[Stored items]
┄┄┄┄┄┄┄┄┄┄

PR #15387, opened 2026-09-21
ty: un-ignore invalid-type-form

Khushi-Tyagi9:
Part of #15187.

`Image` here is the PIL.Image module, not the class, so ty flagged it under
invalid-type-form. Changed the annotations to `Image.Image` in
mean_threshold, otsu_threshold, change_brightness and change_contrast, and
removed the rule from the ignore list in pyproject.toml.

Ran ty with the rule enabled and it's clean now. Only annotations changed,
nothing at runtime.

### Describe your change

* [ ] Add an algorithm?
* [ ] Documentation change?

### Checklist


oga35767-eng:
👍

oga35767-eng (approved):

oga35767-eng:
👍

cclauss:

priya-sundaram-dev (approved):
LGTM — the four annotations that changed are genuinely the correct fix: `Image` is the *module* (`from PIL import Image`), and the actual image type is the `Image.Image` class, so `-> Image.Image` is right and `-> Image` was the `invalid-type-form`. With those fixed, dropping `rules.invalid-type-form = "ignore"` is safe and the `ty` CI check is green on this head, so the rule is now genuinely enforced rather than suppressed. 

One small consistency note (non-blocking, fine as a follow-up): the *parameter* annotations still read `image: Image` / `img: Image`, i.e. the same module-vs-class distinction on the input side. `ty` isn't flagging them today so CI stays green, but tightening those to `Image.Image` too would make each signature read consistently. Happy either way — the PR as-is achieves its stated goal of un-ignoring the rule with green CI.

computer_vision/mean_threshold.py
```diff
@@ -6,7 +6,7 @@
 """
 
 
-def mean_threshold(image: Image) -> Image:
+def mean_threshold(image: Image) -> Image.Image:
```
cclauss:
```suggestion
def mean_threshold(image: Image.Image) -> Image.Image:
```

computer_vision/otsu_threshold.py
```diff
@@ -7,7 +7,7 @@
 """
 
 
-def otsu_threshold(image: Image) -> Image:
+def otsu_threshold(image: Image) -> Image.Image:
```
cclauss:
```suggestion
def otsu_threshold(image: Image.Image) -> Image.Image:
```

cclauss (approved):

digital_image_processing/change_brightness.py
```diff
@@ -1,7 +1,7 @@
 from PIL import Image
 
 
-def change_brightness(img: Image, level: float) -> Image:
+def change_brightness(img: Image, level: float) -> Image.Image:
```
cclauss:
```suggestion
def change_brightness(img: Image.Image, level: float) -> Image.Image:
```

digital_image_processing/change_contrast.py
```diff
@@ -11,7 +11,7 @@
 from PIL import Image
 
 
-def change_contrast(img: Image, level: int) -> Image:
+def change_contrast(img: Image, level: int) -> Image.Image:
```
cclauss:
```suggestion
def change_contrast(img: Image.Image, level: int) -> Image.Image:
```

priya-sundaram-dev:
Came to this just after the merge — for the record it looks right to me. Since these files do `from PIL import Image`, the bare `Image` annotation was actually the *module*, so `ty` was correct to flag `invalid-type-form`; `Image.Image` is the intended `PIL.Image.Image` class. Pure annotation change, no runtime effect, and dropping the rule from the ignore list is the right cleanup. Nice one, @Khushi-Tyagi9. 👍

PR #675, opened 2018-12-06
using a local ganache module to avoid discrepancy avoid versions

julien51:


julien51:
I also re-compiled the smart contracts to make sure we are consistently using the right version.

Now I need to check that if there is a globally installed version of ganache, it won't override this.

julien51:
This version *forces* the use of an older version of ganache-cli. Once we know this is being consistently used by everyone, we can upgrade to the latest version and find what is going on with it.
[this should at least with https://github.com/unlock-protocol/unlock/issues/465]

PR #677, opened 2018-12-06
Reduce ganache blocktime to 0 for local testing

nfurfaro:
## Proposed Changes

- Removes `-b 3` from  the npm script "start-ganache" 
- Adds `-- -b 3` to the npm script "setup-dev": "cd .. && (npm run start-ganache -- -b 3 &) && npm run deploy-lock",
-

### DIFF
--- a/package.json
+++ b/package.json
@@ -15,7 +15,7 @@
   },
   "scripts": {
     "test": "echo \"Error: no test specified\" && exit 1",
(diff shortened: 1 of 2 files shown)


nfurfaro:
Yes, 3-second block time on dev is confirmed, and tests are fast, block time  = 0 seconds

PR #692, opened 2018-12-10
fixing order of people and layout

julien51:


julien51:
screen shot 2018-12-10 at 17 37 03

PR #699, opened 2018-12-12
Embeddable paywall code

benwerd:
This PR creates an iframe using the latest code that displays a paywall lock over existing content.

We may (I think we should) want to refactor the way the code detects locks in the third-party page HTML in a future PR. Rather than hiding elements on the page, we may want to include a `<meta name="lock" value="{lock id}" />` tag in the head, to reflect the fact that we're going with a full-page overlay rather than locks that can cover divs arbitrarily.

Here's what it looks like on a test site:

screen shot 2018-12-11 at 3 59 24 pm


julien51:
Great comments! Please open issues/add to board!

unlock-app/src/_server.js
```diff
@@ -18,7 +18,10 @@ function _server(port, dev) {
           // assigning `query` into the params means that we still
           // get the query string passed to our application
           const path = pathname.split('/')[1]
-          if (path === 'lock') {
+          if (path === 'paywall') {
+            const params = route('/paywall/:lockAddress')(pathname)
+            app.render(req, res, '/paywall', Object.assign(params, query))
+          } else if (path === 'lock') {
```
julien51: Are we using `/lock` anymore?

unlock-app/src/components/lock/ShowUnlessUserHasKeyToAnyLock.js
```diff
@@ -16,6 +17,7 @@ export const ShowUnlessUserHasKeyToAnyLock = ({
 
   // There is a valid key, but we shown the modal previously
   if (keys.length > 0 && !!modalShown) {
+    unlockPage()
```
julien51: I actually have a PR coming that refactors all this because I think we need to use `lifecycle` functions here. Please bear with me ;)

unlock-app/src/pages/paywall.js
```diff
@@ -0,0 +1,44 @@
...
+    return {
+      lockAddress: lockAddress,
+    }
+  }
+
+  render() {
+    const { lock } = this.props
+
+    return (
+      <>
```
julien51: Do you need this if you're using `<NoSSR>`?

PR #701, opened 2018-12-12
Form validates input on change, doesn't submit invalid values

### LINKED ISSUE #688: Validate inputs on form when creating lock
When creating a lock but entering values which are not of the right type (strings instead of numbers for example), nothing happens. We should probably show an error indicating that and/or update the form field to show it's not valid? (I like when form are circles in red to indicate trouble: @smombartz does it make sense).

benwerd:
I went with a red background for now, but obviously this can be changed.

Fixes #688.

screen shot 2018-12-11 at 5 36 56 pm
screen shot 2018-12-11 at 5 37 19 pm
screen shot 2018-12-11 at 5 37 27 pm
screen shot 2018-12-11 at 5 37 44 pm
screen shot 2018-12-11 at 5 37 53 pm

### DIFF
--- a/unlock-app/src/components/creator/CreatorLockForm.js
+++ b/unlock-app/src/components/creator/CreatorLockForm.js
@@ -35,21 +35,9 @@ class CreatorLockForm extends React.Component {
   }
 
   validate(name, value) {
-    switch (name) {
-      case 'name':
-        // TODO do we want to impose a maximum lock name length?
-        if (typeof value === 'string' && value.length > 0) return true
-        break
-      case 'expirationDuration':
-      case 'maxNumberOfKeys':
-        if (!isNaN(value) && value > 0) return true
-        break
-      case 'keyPrice':
-        if (!isNaN(value) && value >= 0) return true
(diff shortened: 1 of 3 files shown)


benwerd:
cc @smombartz for design feedback

unlock-app/src/components/creator/CreatorLockForm.js
```diff
@@ -34,11 +34,20 @@ class CreatorLockForm extends React.Component {
...
+      (name === 'keyPrice' && !isNaN(value) && value >= 0)
+  }
+
   handleChange(event) {
+    event.target.dataset.valid = this.validate(event.target.name, event.target.value)
     this.setState({ [event.target.name]: event.target.value })
   }
 
   handleSubmit() {
+    if (document.querySelector('[data-valid="false"]')) return false
```
julien51: I think we could maybe even show an error message in the error panel here later (I worry that just showing an error state may not *tell* what the error actually is)? But @smombartz can weigh on this!

PR #703, opened 2018-12-12
Creator Log Page

njmyers:
Fixes #

## Proposed Changes

- Create Log Page
- Fix durations function to pass in seconds instead of milliseconds
- New durations function to create strings with date and time
- Add log button to interface/buttons
- Add TRANSACTION_TYPES constant
- Add transaction types to web3Service file

nick-log-page


unlock-app/src/utils/durations.js
```diff
@@ -82,10 +82,33 @@ export function expirationAsDate(timestamp) {
     return durationsAsTextFromSeconds(timestamp)
 
   let expirationDate = new Date(0)
-  expirationDate.setUTCSeconds(timestamp)
+  expirationDate.setUTCSeconds(timestamp / 1000)
```
benwerd: See the error in `duration.test.js` - it looks like something is dividing by 1000 one too many times (and resulting in January 20, 1970, which is roughly July 7, 2022 divided by 1000).

njmyers:
Hello @benwerd. Happy to make these changes. 

Regarding the date function, it seems like the paradigm you are working from is to make the date functions accept timestamps in terms of seconds (like epoch timestamp). Since the data that we get from web3Service is in milliseconds I wanted to match the pattern of the application so it is clear for future consumers of both the preexisting function and the one that I created. Please see the below pseudocode for illustrative purposes.

```
// define a formatting function
function dateString(seconds){
  // format
}

// using a formatting function with web3 data.
dateString(web3Milliseconds / 1000) = 'correctly formatted string'
```
In that case I would define my function to accepts seconds and then do any prerequisite division at the call site.

Thanks for your feedback and comments!

unlock-app/src/components/creator/CreatorLog.js
```diff
@@ -0,0 +1,135 @@
...
+/** Define default string values for the log so we don't crash the app */
+const logDefaults = {
+  DATE: 'Date Unknown',
+  NAME: '',
+  TYPE: 'TRANSACTION',
+  OWNER: '',
+  DATA: '',
+}
+
+function snakeToTitleCase(string) {
```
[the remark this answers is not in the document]
julien51: I also think we could move this function into an `strings.js` in `utils` ? This feels like the kind of function that we could re-use in many places.

unlock-app/src/components/creator/CreatorLog.js
```diff
@@ -0,0 +1,135 @@
...
+  return string
+    .split('_')
+    .map(word => word.slice(0, 1).toUpperCase() + word.slice(1).toLowerCase())
+    .join(' ')
+}
+
+export class CreatorLog extends React.Component {
```
julien51: Could we actually rename this `TransactionLog` (and the corresponding file). I think that would be a better description..

unlock-app/src/pages/log.js
```diff
@@ -0,0 +1,54 @@
...
+import withConfig from '../utils/withConfig'
+import { pageTitle } from '../constants'
+
+export const Log = ({ account, network, transactions, locks, state }) => {
+  if (!account) {
+    return null //loading
+  }
+
+  return (
+    <Layout title="Creator Log">
```
julien51: `Transaction log` ?

julien51:
Hello @njmyers... please let us know if you have time to make progress on this.
Thanks

julien51:
@njmyers I have added the transaction type extraction in its own PR so you can probably remove this from your branch and use ours! Let me know if you need help.

njmyers:
@julien51 Hi Julien. Sorry for the delay. Had a busy week with some other things but I'm happy to finish up with the stories, tests and refactoring next week if that is alright with you?

Thanks I'll check out the types PR!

┄┄┄┄┄┄┄┄┄┄

* **About this task**: Note every line of the records that holds the word "files", and copy it.

* **Your response**:
Came to this just after the merge — for the record it looks right to me. Since these files do `from PIL import Image`, the bare `Image` annotation was actually the *module*, so `ty` was correct to flag `invalid-type-form`; `Image.Image` is the intended `PIL.Image.Image` class. Pure annotation change, no runtime effect, and dropping the rule from the ignore list is the right cleanup. Nice one, @Khushi-Tyagi9. 👍
(diff shortened: 1 of 2 files shown)
(diff shortened: 1 of 3 files shown)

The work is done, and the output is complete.